Il testo, scritto da Eduardo nel 1948, fu inserito dall’autore all’interno della “Cantata dei giorni dispari” che raccoglie le commedie scritte dal 1945 al 1973, vale a dire, da “Napoli milionaria” a “Gli esami non finiscono mai”. Questo ciclo, come ci ha raccontato anche Servillo, affronta non senza una certa dose di pessimismo, i problemi legati alla realtà sociale italiana sopravvissuta alla distruzione materiale, ma soprattutto morale, causata dalla seconda guerra mondiale. A tal proposito è emblematico, in “Le voci di dentro”, il personaggio di Zi’ Nicola (Sparavierzi) lo zio dei fratelli Saporito che vive nella casa dei nipoti rintanato su di una sorta di palafitta, un soppalco ricavato nel soggiorno, e che da anni ha rinunciato a parlare: “Se l’umanità è diventata sorda allora io posso pure essere muto”, questa la motivazione riportata dal nipote Alberto. Quest’ultimo oltre a essere il depositario di questa amara confessione è anche l’unico a essere in grado di interpretare le sue comunicazioni che avvengono solo ed esclusivamente attraverso fuochi d’artificio che l’anziano zio utilizza come una sorta di codice Morse.

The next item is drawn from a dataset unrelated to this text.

PR #202, opened 2026-05-11
fix: Remove build-release dependency from conda package task

marcoesters:
## Summary

Remove the `build-release` prerequisite from the `build-conda` task. The macOS binaries that were uploaded to [v0.3.0](https://github.com/anaconda/ana-cli/releases/tag/v0.3.0) are not signed and notarized despite passing all integration tests. This is because before uploaded, the `conda` package build task recompiled `ana` and overwrites the signed binary. For local testing, that binary will have to be compiled now before running the task.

Ma cosa vuole dirci Eduardo?

La cupezza e il pessimismo che emerge in “Le voci di dentro” è in sintesi: “un veemente grido d’allarme che ci ricorda – secondo Servillo – il fatto che ci troviamo in una società che ha talmente perso la bussola morale da legittimare qualsiasi crimine e che tratta l’assassinio, inteso sia nell’accezione di delitto fisico, sia di assassinio morale, con la stessa semplicità con cui si tratta una cosa da nulla. Questa forma di indifferenza – prosegue Servillo – di mancanza di credo in qualsiasi principio è ciò che rende questo testo ancora oggi interessante”.

Realtà e sogno

“Le voci di dentro” è un testo che oscilla costantemente tra realtà e sogno: “Io non mi ricordo se me lo sono sognato o se è successo veramente” ripete più volte Alberto Saporito riferendosi al presunto delitto commesso dai membri della famiglia Cimmaruta. “Il sogno – afferma Servillo – interviene sulla realtà modificandola, facendocela comprendere meglio […] quest’uomo vive un incubo che è il riflesso di una società malata, che gli produce questo incubo e che glielo fa proiettare sugli altri”. In altre parole Servillo interpreta l’opera non come un ritratto, seppure degenerato, della famiglia, come può essere “Natale in casa Cupiello” o “Sabato, domenica e lunedì”. Qui, piuttosto, i personaggi che ruotano attorno al protagonista sono atomizzazioni di una coscienza inquieta, proiezioni di un’angoscia verso il reale che spinge Alberto a ricercare a tutti i costi una qualche giustizia e che lo condurrà, nel finale, a delle terribili conclusioni. “In definitiva – conclude il regista – l’impasto tra realtà e sogno è molto interessante sul piano drammaturgico ma “Le voci di dentro” non è un testo sospeso in una dimensione onirica, ma un’opera in cui il sogno mette in moto un meccanismo di comprensione più acuta della realtà”.

La centralità dell’attore

La messinscena di “Le voci di dentro” prosegue nel solco tracciato negli ultimi vent’anni da Toni Servillo, un percorso poetico che fa dell’attore e della parola il suo fulcro, il suo maggiore punto di interesse: dai Molière (“Il misantropo” e “Il Tartufo”), al Marivaux di “Le false confidenze” fino al Goldoni della “Trilogia della villeggiatura”. Abbiamo perciò chiesto a Servillo di spiegarci, in forma evidentemente concisa e semplificata, i motivi di una scelta tanto rigorosa quanto ferma e inflessibile per uno che alla fine degli anni ’70 è venuto a contatto con le realtà dell’avanguardia europea e americana: “Col tempo ho trovato che il teatro è il luogo in cui la parola trova una sua necessità, una sua purezza, una sua condizione di chiarezza, di nitore, come nella poesia. A teatro si può chiedere alla parola, si può domandare alla parola, quelle stesse cose che si cercano in un testo poetico nella speranza che quella parola ci ritorni in maniera chiarificatrice, che ci orienti nella vita”.

Il nostro Molière

In conclusione abbiamo chiesto a Servillo di provare a mettere in relazione l’opera di Eduardo con quella di un altro grande drammaturgo europeo o internazionale a sua scelta. Come Antonio Latella qualche settimana fa ci ha risposto “Eduardo è il nostro Cechov” così Servillo ci ha detto che, a suo parere, Eduardo può essere considerato come una sorta di Molière italiano.